§ **Supplied material**:
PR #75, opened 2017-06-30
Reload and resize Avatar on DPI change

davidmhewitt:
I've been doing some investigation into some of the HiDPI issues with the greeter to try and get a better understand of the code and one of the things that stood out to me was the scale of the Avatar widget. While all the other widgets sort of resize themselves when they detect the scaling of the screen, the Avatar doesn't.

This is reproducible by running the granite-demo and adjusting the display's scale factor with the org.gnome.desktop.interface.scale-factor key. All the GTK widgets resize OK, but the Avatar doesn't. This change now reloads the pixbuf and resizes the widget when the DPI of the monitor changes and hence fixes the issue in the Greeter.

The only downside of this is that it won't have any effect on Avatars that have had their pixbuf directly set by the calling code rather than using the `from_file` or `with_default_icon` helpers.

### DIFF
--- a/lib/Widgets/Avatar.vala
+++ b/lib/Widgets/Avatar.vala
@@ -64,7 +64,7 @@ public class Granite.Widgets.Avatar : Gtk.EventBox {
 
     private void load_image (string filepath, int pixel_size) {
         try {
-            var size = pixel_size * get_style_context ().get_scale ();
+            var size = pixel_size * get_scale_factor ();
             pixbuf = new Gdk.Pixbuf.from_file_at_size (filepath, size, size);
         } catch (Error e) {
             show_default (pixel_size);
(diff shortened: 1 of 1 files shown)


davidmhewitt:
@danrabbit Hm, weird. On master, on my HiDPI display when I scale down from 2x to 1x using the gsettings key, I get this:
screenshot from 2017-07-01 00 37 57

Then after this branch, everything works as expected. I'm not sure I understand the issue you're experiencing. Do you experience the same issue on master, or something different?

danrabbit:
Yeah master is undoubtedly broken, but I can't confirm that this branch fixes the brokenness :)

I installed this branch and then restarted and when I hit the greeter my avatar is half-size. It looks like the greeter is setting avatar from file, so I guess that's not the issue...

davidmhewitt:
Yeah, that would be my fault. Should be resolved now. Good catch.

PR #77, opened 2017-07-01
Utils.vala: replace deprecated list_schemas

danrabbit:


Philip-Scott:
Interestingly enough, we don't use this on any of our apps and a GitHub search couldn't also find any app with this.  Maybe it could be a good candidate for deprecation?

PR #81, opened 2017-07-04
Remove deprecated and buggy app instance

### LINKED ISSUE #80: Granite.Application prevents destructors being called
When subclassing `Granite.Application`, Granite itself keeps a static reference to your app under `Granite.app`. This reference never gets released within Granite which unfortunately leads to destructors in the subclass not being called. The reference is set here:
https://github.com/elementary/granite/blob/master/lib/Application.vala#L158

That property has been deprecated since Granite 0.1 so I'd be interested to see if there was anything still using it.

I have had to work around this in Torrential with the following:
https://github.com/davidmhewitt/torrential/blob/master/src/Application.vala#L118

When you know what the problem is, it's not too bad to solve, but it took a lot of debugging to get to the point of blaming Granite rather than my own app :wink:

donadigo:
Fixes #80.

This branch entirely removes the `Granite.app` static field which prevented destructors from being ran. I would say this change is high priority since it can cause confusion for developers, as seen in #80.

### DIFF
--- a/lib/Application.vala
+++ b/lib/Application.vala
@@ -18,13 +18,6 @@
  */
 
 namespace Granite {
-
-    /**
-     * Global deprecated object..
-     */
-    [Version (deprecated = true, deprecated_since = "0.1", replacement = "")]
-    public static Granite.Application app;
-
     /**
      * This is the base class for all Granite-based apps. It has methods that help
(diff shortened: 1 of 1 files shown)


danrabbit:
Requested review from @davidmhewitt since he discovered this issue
---
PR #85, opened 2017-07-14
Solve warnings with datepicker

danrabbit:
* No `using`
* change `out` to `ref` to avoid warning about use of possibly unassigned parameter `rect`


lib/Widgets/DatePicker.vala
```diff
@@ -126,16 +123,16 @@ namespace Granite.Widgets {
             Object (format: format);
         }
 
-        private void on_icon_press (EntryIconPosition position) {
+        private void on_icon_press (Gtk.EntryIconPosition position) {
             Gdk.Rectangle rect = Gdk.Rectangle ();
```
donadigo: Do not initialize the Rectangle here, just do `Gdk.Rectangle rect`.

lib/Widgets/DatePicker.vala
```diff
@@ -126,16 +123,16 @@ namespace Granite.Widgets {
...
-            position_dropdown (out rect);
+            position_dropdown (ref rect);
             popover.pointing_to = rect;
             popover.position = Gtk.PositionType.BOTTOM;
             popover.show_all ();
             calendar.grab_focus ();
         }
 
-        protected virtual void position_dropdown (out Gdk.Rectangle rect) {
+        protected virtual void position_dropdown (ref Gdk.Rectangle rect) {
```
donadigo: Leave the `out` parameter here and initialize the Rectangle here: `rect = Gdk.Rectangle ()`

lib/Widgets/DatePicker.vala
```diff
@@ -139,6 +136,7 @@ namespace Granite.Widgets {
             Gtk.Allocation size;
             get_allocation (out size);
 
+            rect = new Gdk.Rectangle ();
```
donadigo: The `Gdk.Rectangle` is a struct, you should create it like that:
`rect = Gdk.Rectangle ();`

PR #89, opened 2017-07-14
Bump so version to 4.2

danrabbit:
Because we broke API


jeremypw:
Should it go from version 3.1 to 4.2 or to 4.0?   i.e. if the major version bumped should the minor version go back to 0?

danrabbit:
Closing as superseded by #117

§ **Your task**:
Search the data and copy each line containing "destructors".

§ **Written answer**:
### LINKED ISSUE #80: Granite.Application prevents destructors being called
When subclassing `Granite.Application`, Granite itself keeps a static reference to your app under `Granite.app`. This reference never gets released within Granite which unfortunately leads to destructors in the subclass not being called. The reference is set here:
This branch entirely removes the `Granite.app` static field which prevented destructors from being ran. I would say this change is high priority since it can cause confusion for developers, as seen in #80.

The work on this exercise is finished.